UWM challenges Two Harbors board over rejection of $12 per share bid
UWM Holdings Corp. is challenging Two Harbors Investment Corp.’s board after it rejected a $12 per share acquisition proposal in favor of an $11.30 per share deal with CrossCountry Mortgage LLC, issuing a lengthy response that questioned the board’s analysis and process.
In a statement on Monday, UWM said “the TWO Board’s interpretation of the numbers don’t reflect the underlying math.” The company said the board is “contorting itself with illogical arguments to suggest otherwise, preventing TWO stockholders from even the opportunity to receive significantly higher value.”
Two Harbors’ board on Monday formally rejected UWM’s proposal and reaffirmed support for the $11.30 per share cash deal with CCM, citing “financing, closing, business and credibility risks” tied to UWM’s bid. According to UWM, its updated offer totals $12 per share, structured as $11.30 in cash plus an option for additional stock consideration.
UWM pushed back on the board’s description of closing risks, including references to potential balance sheet “erosion” and concerns about UWM’s credibility because its proposals have been accompanied by litigation threats.
The bidder called the board’s stance “disingenuous,” noting that the same directors had recommended a transaction with UWM in December, “including by highlighting the ability to achieve necessary approvals.”
Two said UWM claimed the deal could close within two to three months of signing, but state regulatory requirements for change-of-control approvals mandate at least 120 days of advance notice, making the timeline unrealistic.
The Pontiac, Michigan-based wholesale lender said its offer is supported by a committed, unsecured $1.3 billion bridge facility from Mizuho Bank Ltd. “with no ratings trigger, no borrowing-base test, and no market contingency.” To address concerns raised by Two Harbors, UWM said “Mizuho has agreed to remove the customary due diligence condition that the TWO Board raised concerns about.”

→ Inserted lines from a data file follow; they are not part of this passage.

PR #3563, opened 2023-11-04
FINERACT-2009: Upgrade latest framework libs

vidakovic:
Upgrade latest framework libs.


adamsaghy (approved):
LGTM

galovics:
Is it still needed @vidakovic? I did a dep upgrade beginning of Dec.

vidakovic:
yes... there are a lot more upgrades... this will be the base for the release. Please leave as is. Thanks.

fineract-core/src/main/java/org/apache/fineract/accounting/glaccount/domain/GLAccountType.java
```diff
@@ -86,9 +82,25 @@ public static EnumOptionData fromString(String accountType) {
         }
     }
 
-    public static GLAccountType fromInt(final int i) {
-        final GLAccountType type = intToEnumMap.get(Integer.valueOf(i));
-        return type;
+    public static GLAccountType fromInt(final Integer v) {
```
marta-jankovics, line 85: Can you please not hardcode the mapping but do something dynamic, which works even after a new enum element is added.
Usually I do something like in SavingsAccountTransactionType
private static final Map<Integer, SavingsAccountTransactionType> BY_ID = Arrays.stream(VALUES).collect(Collectors.toMap(SavingsAccountTransactionType::getValue, v -> v));
    public static SavingsAccountTransactionType fromInt(final Integer value) {
        SavingsAccountTransactionType transactionType = BY_ID.get(value);
        return transactionType == null ? INVALID : transactionType;
    }

fineract-core/src/main/java/org/apache/fineract/accounting/journalentry/domain/JournalEntryType.java
```diff
@@ -41,16 +38,19 @@ public String getCode() {
...
-            intToEnumMap.put(type.value, type);
+    public static JournalEntryType fromInt(final Integer v) {
+        if (v == null) {
+            return null;
         }
-    }
 
-    public static JournalEntryType fromInt(final int i) {
-        return intToEnumMap.get(i);
+        switch (v) {
```
marta-jankovics, line 46: Same here as for GLAccountType

fineract-core/src/main/java/org/apache/fineract/accounting/producttoaccountmapping/domain/PortfolioProductType.java
```diff
@@ -47,33 +44,41 @@ public String getCode() {
...
+    public static PortfolioProductType fromInt(final Integer v) {
+        if (v == null) {
+            return null;
         }
-    }
 
-    public static PortfolioProductType fromInt(final int i) {
-        final PortfolioProductType type = intToEnumMap.get(Integer.valueOf(i));
-        return type;
+        switch (v) {
```
marta-jankovics, line 52: Please do not hardcode the mapping, same as for GLAccountType. I do not comment other enums but this request applies for all of them.

fineract-core/src/main/java/org/apache/fineract/infrastructure/core/service/database/JavaType.java
```diff
@@ -91,9 +91,7 @@ public enum JavaType {
     OBJECT(Object.class), //
     ;
 
-    public static final JavaType[] VALUES = values();
-
-    private static final Map<Class<?>, JavaType> BY_TYPE = Arrays.stream(VALUES).filter(e -> e.type != null)
+    private static final Map<Class<?>, JavaType> BY_TYPE = Arrays.stream(values()).filter(e -> e.type != null)
```
marta-jankovics, line 94: Actually it does make sense to have a static VALUES array, because values() is dynamic. If it only used here for the static mapper then you can remove, but if it is used anywhere else then it worths to keep.

fineract-core/src/main/java/org/apache/fineract/infrastructure/core/service/database/JdbcJavaType.java
```diff
@@ -136,11 +136,19 @@ public static JdbcJavaType getByTypeName(@NotNull DatabaseType dialect, String n
         for (JdbcJavaType type : values()) {
             DialectType dialectType = type.getDialectType(dialect);
             if (dialectType.getNameResolved().equals(name)) {
+                // NOTE: make MySQL systems happy aka TINYINT vs BOOLEAN issue!
```
marta-jankovics, line 139: Can you please explain the use-case why do you need this and why you do not change the BOOLEAN and TINYINT behaviour for mysql?

fineract-core/src/main/java/org/apache/fineract/infrastructure/core/service/database/JdbcJavaType.java
```diff
@@ -136,11 +136,19 @@ public static JdbcJavaType getByTypeName(@NotNull DatabaseType dialect, String n
...
+                if (type.canBooleanType(dialect)) {
+                    return BOOLEAN;
+                }
                 return type;
             }
             if (dialectType.alterNames != null) {
                 for (String alterName : dialectType.alterNames) {
                     if (alterName.equals(name)) {
+                        // NOTE: make MySQL systems happy aka TINYINT vs BOOLEAN issue!
```
marta-jankovics, line 148: Can you please explain the use-case why do you need this and why you do not change the BOOLEAN and TINYINT behaviour for mysql?

fineract-core/src/main/java/org/apache/fineract/accounting/glaccount/domain/GLAccountType.java
vidakovic: Well... the way the enums are handled is wrong on a whole different level. If you think that putting them in a map this makes it better... I don't think so. My argument here is: why use enums in the first place? If, in the end, we compare against integer values... the complaint here - I guess with "hardcoding" you mean the switch statement - goes further... why all the additional functions? Like `isInvalid()` etc. etc. ... everytime you add a new enum value a new function needs to be added... this kind of defeats the whole purpose of an enum. I investigated a bunch of these implementations (someone started this strategy 10 years ago and then many followed... unfortunately) and pretty much all of the enums have this flaw.
I'd say not relevant for the release. Let's decide then on a strategy and put this in the next release.ö

fineract-core/src/main/java/org/apache/fineract/infrastructure/core/service/database/JavaType.java
vidakovic: See my earlier comment. Again, kind of defeats the purpose of an enum. With an enum you have type safety built-in, but then we bolt all those integers on top of it and create a parallel structure that we could have simpler with constants, why bother with enums?!?

fineract-core/src/main/java/org/apache/fineract/infrastructure/core/service/database/JdbcJavaType.java
vidakovic: I use the code that you created. That's why I asked you for help a couple of weeks ago, because you know your implementation (and the goals you want to achieve with it) best. If you have an alternative that fixes the problem and fits better in your database mapping mechanics then please send me a snippet. Happy to replace.
But for now this is the least intrusive way that I could come up with in 5min. My goal is to create a working release.

fineract-core/src/main/java/org/apache/fineract/accounting/producttoaccountmapping/domain/PortfolioProductType.java
vidakovic: See comment above.

fineract-core/src/main/java/org/apache/fineract/infrastructure/core/service/database/JavaType.java
vidakovic: Reading this again... I might have commented a bit off topic here. Was still in the "enum" thinking that was discussed earlier. This here is related to your database mapping mechanics. Don`'t really have an opinion here other than: we have technically 2 other database mapping mechanics in place (JPA, Spring Data JDBC) that kind of - at least partially - do a lot of what you do here (type mapping). It feels a bit redundant, but I have to admit that I didn't follow exactly what requirements you had on your list and/or if there is maybe no other way to it.
Again, not relevant for the release.

fineract-core/src/main/java/org/apache/fineract/accounting/journalentry/domain/JournalEntryType.java
vidakovic: Same as my previous comment.

galovics (approved):

fineract-core/src/main/java/org/apache/fineract/infrastructure/core/service/database/JdbcJavaType.java
vidakovic: Have to do the release. Please propose a pull request if you see any need for further improvement. As is works.

fineract-core/src/main/java/org/apache/fineract/infrastructure/core/service/database/JdbcJavaType.java
vidakovic: Have to do the release. Please propose a pull request if you see any need for further improvement. As is works.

“This is more than can be said for CrossCountry’s financing, which still contains scant details even in the most recent announcement and the Board deliberately fails to provide any details about it for obvious reasons,” UWM said.
UWM characterized the actions of the Two Harbors board as “egregious” and said they demonstrate the board “does not deserve TWO stockholder support for an inferior deal.”
“UWMC is assessing its options to make sure TWO stockholders are able to obtain the value they deserve,” the company added.